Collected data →
=== Section Start ===
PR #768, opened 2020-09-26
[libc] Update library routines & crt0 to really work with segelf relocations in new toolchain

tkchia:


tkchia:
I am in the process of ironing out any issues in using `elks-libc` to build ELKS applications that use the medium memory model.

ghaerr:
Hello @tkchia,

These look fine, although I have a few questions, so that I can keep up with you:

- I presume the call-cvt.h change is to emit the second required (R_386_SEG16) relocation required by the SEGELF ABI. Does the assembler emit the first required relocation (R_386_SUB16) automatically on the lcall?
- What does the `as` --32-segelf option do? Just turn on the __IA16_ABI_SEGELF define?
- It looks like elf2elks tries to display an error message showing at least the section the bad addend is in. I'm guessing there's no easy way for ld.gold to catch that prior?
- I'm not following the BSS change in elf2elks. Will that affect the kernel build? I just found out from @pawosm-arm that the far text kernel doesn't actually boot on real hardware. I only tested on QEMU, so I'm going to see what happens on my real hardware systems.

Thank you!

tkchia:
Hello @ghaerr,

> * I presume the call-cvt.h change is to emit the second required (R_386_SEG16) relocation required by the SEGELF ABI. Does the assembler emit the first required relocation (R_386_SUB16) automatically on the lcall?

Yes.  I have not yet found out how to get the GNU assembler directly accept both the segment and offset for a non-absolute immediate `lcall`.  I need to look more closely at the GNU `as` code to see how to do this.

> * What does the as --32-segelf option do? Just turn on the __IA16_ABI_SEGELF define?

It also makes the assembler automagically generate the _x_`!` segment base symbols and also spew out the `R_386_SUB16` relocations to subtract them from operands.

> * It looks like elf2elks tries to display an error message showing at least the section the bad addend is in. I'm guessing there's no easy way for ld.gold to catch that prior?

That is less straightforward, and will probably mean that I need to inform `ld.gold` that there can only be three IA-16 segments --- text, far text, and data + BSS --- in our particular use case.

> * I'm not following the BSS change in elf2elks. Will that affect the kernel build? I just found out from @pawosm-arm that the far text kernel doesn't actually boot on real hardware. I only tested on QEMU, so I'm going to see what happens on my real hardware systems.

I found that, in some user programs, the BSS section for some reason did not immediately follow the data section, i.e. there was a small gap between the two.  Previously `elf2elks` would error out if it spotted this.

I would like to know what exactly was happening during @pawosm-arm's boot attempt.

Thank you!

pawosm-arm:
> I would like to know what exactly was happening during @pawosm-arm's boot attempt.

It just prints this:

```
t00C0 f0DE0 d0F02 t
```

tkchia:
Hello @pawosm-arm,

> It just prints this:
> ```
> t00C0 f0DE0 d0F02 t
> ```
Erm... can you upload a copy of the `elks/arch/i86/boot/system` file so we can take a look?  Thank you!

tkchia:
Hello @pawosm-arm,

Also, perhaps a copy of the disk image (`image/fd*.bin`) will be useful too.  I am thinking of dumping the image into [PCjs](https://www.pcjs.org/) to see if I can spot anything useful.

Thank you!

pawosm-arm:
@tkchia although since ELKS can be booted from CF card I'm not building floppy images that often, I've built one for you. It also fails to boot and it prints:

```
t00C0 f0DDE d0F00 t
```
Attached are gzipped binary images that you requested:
=== Section End ===
=== Section Start ===
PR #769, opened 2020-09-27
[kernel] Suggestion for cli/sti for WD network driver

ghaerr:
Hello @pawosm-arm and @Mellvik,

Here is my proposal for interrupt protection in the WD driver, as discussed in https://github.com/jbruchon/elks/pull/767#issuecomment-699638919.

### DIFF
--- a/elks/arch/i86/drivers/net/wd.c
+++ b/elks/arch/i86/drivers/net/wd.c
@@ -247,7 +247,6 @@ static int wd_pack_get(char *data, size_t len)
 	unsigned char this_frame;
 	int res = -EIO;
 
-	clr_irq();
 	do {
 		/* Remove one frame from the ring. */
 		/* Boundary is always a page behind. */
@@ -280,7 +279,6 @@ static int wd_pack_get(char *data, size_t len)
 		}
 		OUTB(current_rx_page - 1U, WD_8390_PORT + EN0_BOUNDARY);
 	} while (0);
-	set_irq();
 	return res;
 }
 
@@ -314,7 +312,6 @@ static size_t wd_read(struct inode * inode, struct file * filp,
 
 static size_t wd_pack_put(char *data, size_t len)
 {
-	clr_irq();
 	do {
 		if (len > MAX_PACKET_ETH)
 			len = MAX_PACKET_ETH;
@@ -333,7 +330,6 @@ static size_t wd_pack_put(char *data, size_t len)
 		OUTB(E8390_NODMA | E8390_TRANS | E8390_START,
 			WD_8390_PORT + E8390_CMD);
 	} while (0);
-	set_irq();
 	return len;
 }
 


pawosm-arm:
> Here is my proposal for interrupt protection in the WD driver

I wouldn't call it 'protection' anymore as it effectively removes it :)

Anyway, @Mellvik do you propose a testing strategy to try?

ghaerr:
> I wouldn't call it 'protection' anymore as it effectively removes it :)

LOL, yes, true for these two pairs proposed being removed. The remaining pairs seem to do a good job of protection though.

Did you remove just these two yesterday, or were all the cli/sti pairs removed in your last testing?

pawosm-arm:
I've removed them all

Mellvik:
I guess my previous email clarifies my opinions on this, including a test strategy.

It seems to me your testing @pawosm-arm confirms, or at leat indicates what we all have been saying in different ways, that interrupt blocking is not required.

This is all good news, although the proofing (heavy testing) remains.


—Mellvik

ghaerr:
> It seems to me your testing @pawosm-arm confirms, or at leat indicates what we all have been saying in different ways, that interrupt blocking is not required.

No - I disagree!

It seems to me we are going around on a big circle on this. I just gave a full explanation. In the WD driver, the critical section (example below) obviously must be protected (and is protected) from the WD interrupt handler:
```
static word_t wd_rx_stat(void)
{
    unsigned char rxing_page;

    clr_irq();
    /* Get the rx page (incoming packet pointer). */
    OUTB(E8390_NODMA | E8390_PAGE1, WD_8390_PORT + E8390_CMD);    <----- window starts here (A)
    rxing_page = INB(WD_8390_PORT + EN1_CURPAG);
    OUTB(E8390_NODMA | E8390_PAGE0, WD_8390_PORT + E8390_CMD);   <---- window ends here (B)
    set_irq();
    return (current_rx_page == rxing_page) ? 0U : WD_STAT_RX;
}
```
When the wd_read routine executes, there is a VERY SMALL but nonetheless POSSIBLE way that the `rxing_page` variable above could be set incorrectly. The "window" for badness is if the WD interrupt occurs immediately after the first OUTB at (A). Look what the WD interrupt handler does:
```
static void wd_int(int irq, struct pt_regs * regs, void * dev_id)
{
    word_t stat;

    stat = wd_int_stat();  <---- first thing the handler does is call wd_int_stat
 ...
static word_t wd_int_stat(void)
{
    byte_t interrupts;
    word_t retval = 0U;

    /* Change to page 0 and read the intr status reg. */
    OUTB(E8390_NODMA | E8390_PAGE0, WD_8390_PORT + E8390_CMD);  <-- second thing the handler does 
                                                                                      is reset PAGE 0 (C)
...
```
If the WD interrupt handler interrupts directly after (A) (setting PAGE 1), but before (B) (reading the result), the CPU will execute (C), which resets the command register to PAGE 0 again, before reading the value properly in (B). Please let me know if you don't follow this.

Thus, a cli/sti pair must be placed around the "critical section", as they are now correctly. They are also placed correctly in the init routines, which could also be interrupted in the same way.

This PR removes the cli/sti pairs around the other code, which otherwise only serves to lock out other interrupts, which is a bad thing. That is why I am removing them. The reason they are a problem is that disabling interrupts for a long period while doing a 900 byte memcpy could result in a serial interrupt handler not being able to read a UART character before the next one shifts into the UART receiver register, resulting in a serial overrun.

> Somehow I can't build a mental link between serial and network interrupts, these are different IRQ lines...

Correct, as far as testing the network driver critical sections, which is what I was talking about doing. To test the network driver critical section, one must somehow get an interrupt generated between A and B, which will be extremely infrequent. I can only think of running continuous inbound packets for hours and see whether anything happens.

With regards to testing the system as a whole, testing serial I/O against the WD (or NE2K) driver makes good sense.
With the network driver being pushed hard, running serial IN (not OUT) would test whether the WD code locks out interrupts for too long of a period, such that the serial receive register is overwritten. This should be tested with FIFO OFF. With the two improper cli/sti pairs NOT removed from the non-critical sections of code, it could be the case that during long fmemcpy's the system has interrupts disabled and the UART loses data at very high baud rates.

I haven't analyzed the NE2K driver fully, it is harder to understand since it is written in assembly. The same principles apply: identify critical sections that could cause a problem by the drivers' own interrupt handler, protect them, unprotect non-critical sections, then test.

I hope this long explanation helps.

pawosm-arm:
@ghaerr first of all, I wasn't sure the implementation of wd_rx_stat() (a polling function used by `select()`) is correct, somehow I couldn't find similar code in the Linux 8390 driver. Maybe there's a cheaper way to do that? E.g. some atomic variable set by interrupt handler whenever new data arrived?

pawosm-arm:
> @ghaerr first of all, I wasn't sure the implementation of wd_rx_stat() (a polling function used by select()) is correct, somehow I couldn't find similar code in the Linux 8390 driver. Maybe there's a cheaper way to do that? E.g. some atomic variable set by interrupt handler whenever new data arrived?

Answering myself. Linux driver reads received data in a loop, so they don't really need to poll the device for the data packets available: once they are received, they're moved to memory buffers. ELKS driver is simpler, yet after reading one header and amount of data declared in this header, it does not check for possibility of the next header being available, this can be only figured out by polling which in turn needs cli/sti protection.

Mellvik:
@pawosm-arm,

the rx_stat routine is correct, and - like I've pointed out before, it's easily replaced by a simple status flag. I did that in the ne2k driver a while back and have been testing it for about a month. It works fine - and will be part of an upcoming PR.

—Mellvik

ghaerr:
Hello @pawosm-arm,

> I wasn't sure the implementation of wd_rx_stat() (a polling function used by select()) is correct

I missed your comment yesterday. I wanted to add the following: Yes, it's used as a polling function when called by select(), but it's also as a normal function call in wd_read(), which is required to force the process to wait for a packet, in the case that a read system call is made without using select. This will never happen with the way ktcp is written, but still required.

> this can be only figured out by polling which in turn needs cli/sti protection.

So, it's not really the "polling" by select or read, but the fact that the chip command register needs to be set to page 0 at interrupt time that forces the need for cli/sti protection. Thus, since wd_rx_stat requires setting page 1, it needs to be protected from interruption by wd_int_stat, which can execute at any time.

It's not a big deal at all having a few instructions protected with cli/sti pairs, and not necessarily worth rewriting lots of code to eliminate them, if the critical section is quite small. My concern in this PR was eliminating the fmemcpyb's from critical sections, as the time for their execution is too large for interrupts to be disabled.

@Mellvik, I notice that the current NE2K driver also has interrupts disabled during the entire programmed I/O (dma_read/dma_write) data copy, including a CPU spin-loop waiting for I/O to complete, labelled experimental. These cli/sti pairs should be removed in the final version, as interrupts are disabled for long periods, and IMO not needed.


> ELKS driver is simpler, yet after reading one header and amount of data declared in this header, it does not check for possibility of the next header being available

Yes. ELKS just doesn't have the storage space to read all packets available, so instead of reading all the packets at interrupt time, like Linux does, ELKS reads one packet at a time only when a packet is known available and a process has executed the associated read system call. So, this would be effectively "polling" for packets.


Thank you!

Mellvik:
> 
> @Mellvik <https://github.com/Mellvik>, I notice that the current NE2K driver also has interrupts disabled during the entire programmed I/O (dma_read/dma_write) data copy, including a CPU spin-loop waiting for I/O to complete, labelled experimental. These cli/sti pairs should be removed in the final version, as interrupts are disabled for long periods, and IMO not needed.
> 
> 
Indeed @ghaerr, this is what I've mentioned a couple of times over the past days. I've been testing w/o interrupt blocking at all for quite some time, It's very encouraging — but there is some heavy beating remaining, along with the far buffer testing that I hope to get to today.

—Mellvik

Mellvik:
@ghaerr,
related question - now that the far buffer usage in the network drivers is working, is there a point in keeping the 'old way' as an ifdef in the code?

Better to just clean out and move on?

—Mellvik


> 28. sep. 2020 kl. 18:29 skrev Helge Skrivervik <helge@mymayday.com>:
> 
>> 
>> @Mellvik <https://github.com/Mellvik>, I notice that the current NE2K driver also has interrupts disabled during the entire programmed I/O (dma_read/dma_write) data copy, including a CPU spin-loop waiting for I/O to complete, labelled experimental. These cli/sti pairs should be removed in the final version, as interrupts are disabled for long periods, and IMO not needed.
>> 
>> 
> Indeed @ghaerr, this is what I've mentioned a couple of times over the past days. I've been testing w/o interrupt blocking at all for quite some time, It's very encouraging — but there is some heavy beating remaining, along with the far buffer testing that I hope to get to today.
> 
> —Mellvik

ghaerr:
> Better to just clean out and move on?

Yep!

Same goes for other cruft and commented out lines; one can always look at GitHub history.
=== Section End ===
Scan the lines above, and whenever one holds the string "setting", copy it.

Response to this task →
If the WD interrupt handler interrupts directly after (A) (setting PAGE 1), but before (B) (reading the result), the CPU will execute (C), which resets the command register to PAGE 0 again, before reading the value properly in (B). Please let me know if you don't follow this.
So, it's not really the "polling" by select or read, but the fact that the chip command register needs to be set to page 0 at interrupt time that forces the need for cli/sti protection. Thus, since wd_rx_stat requires setting page 1, it needs to be protected from interruption by wd_int_stat, which can execute at any time.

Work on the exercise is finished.